QuickBooks supports Making Tax Digital for VAT and Income Tax. From April 2026, qualifying sole traders and landlords can use QuickBooks to keep digital records and submit Income Tax updates to HM Revenue and Customs.

==Features==
Intuit has integrated several web-based features into QuickBooks, including remote access capabilities, remote payroll assistance and outsourcing, electronic payment functions, online banking and reconciliation, mapping features through integration with Google Maps, marketing options through Google, and improved e-mail functionality through Microsoft Outlook and Outlook Express. For the 2008 version, the company has also added import from Excel spreadsheets, additional employee time tracking options, pre-authorization of electronic funds and new Help functions. In June 2007, Intuit announced that QuickBooks Enterprise Solutions would run on Linux servers, whereas previously it required a Windows server to run.

===QuickBooks Online===
QuickBooks Online is Intuit's cloud-based accounting service, offered separately from the company's desktop products. It is sold by subscription and provides bookkeeping, invoicing, expense tracking, bank reconciliation and financial reporting, with integrations for payments, payroll and third-party business applications.

In 2013, Intuit redesigned QuickBooks Online as a cloud platform intended to support third-party applications and international expansion. The following year marked a shift in the QuickBooks business, when more new customers chose QuickBooks Online than QuickBooks Desktop for the first time. Intuit reported 683,000 QuickBooks Online customers at the end of fiscal 2014.

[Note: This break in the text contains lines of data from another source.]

PR #7872, opened 2020-07-21
Recv next message after send returns EOF in gnmi input

danielnelson:
Should fix the intermittent test failure.

#Required for all PRs:


ssoroka:
Might be worth rerunning it a couple of times to see what happens?

danielnelson:
BTW, It seems the gRPC library is setup like this so that normally you would call Send and Recv from separate goroutines and each would know when to exit.  It is also documented that Send can block if Recv is not being called, so it may even be possible for the plugin as it is now to deadlock, although I think it is unlikely or even impossible since we Send once/Recv once in lockstep.

danielnelson:
Ran the workflow 3 times with no failures: https://circleci.com/gh/influxdata/workflows/telegraf/tree/fix-gnmi-test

QuickBooks Online subsequently became the larger of Intuit's online and desktop accounting products by revenue. In the first nine months of fiscal 2026, QuickBooks Online Accounting generated $3.73 billion in revenue, compared with $1.27 billion from QuickBooks Desktop Accounting. For the full fiscal year, QuickBooks Online Accounting revenue increased by 23%.

=== Artificial intelligence ===
Generative AI was introduced to QuickBooks with Intuit Assist in 2023, providing personalised financial advice and recommendations. The service was expanded in 2024 to automate tasks such as invoicing and other financial workflows.

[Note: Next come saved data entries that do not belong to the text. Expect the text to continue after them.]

PR #7874, opened 2020-07-22
Removing the master-slave terminology

bopopescu:
For diversity reasons, it would be nice to try to avoid 'master' and 'slave' terminology in this repository which can be associated to slavery. The master-slave terminology could be problematic for people in several countries which has the history of slavery like Romania, USA and many others. Thank you for considering the proposal. Let me know if any changes in the PR are needed, I would be happy to implement them.


ssoroka:
I support the spirit of this PR, but it's more complicated than a _find-and-replace_. There are a couple of issues we need to figure out how to navigate in the process of moving away from non-inclusive terminology:

1. Most references left in the project are matched to upstream projects. We can't make changes where it's going to break the build (the build is currently broken in this PR), and if the upstream project hasn't changed yet, we would need an adapter to switch to the upstream terminology; by definition, this means you can't remove the term from this project, and you're better off opening an issue with the upstream project. This _may_ mean following up their dependencies until you get to the root dependency or spec. For example, we've submitted a request to the MODBUS organization that manages the MODBUS spec to move from master/slave to client/server, which better describes what they're trying to communicate. I would encourage anyone interested in this to do the same with MODBUS and all dependencies.
2. We work to maintain backwards compatibility as much as possible. Flat-out removing a term is going to break existing deployments if it's mentioned in the config. The proper course of action here would be to deprecate it.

In 2025, AI agents were added for accounting, payments, financial analysis and customer management. They can perform tasks such as transaction categorisation, reconciliation and invoice management.

These capabilities were expanded in 2026 through Intuit Intelligence, which uses QuickBooks business data to answer financial questions and automate multi-step workflows. Intuit has described the broader strategy as moving from conventional financial software towards a "system of intelligence", while retaining human review for higher-stakes decisions.

===QuickBooks Point of Sale===
QuickBooks Point of Sale is software that replaces a retailer's cash register, tracks its inventory, sales, and customer information, and provides reports for managing its business and serving its customers. In early 2023, Intuit announced they would be discontinuing their Point of Sale software on October 3, 2023, including technical support and support of credit card Merchant Services, stating "the platform on which the software is built is unique, requires complex maintenance, and makes introducing new features very difficult". While the software would continue to function for end users after that date, Intuit will no longer provide software updates for security and functionality.

==Add-on programs==
Through the Solutions Marketplace, Intuit encouraged third-party software developers to create programs that fill niche areas for specific industries and integrate with QuickBooks. Intuit partnered with Lighter Capital to create a $15 million fund for developers designing apps for Intuit QuickBooks. The Intuit Developer Network provides marketing and technical resources, including software development kits (SDKs).

Intuit's Lacerte and ProConnect Tax Online tax preparation software for professional accountants who prepare tax returns for a living integrates with QuickBooks in this way. Microsoft Office also integrates with QuickBooks.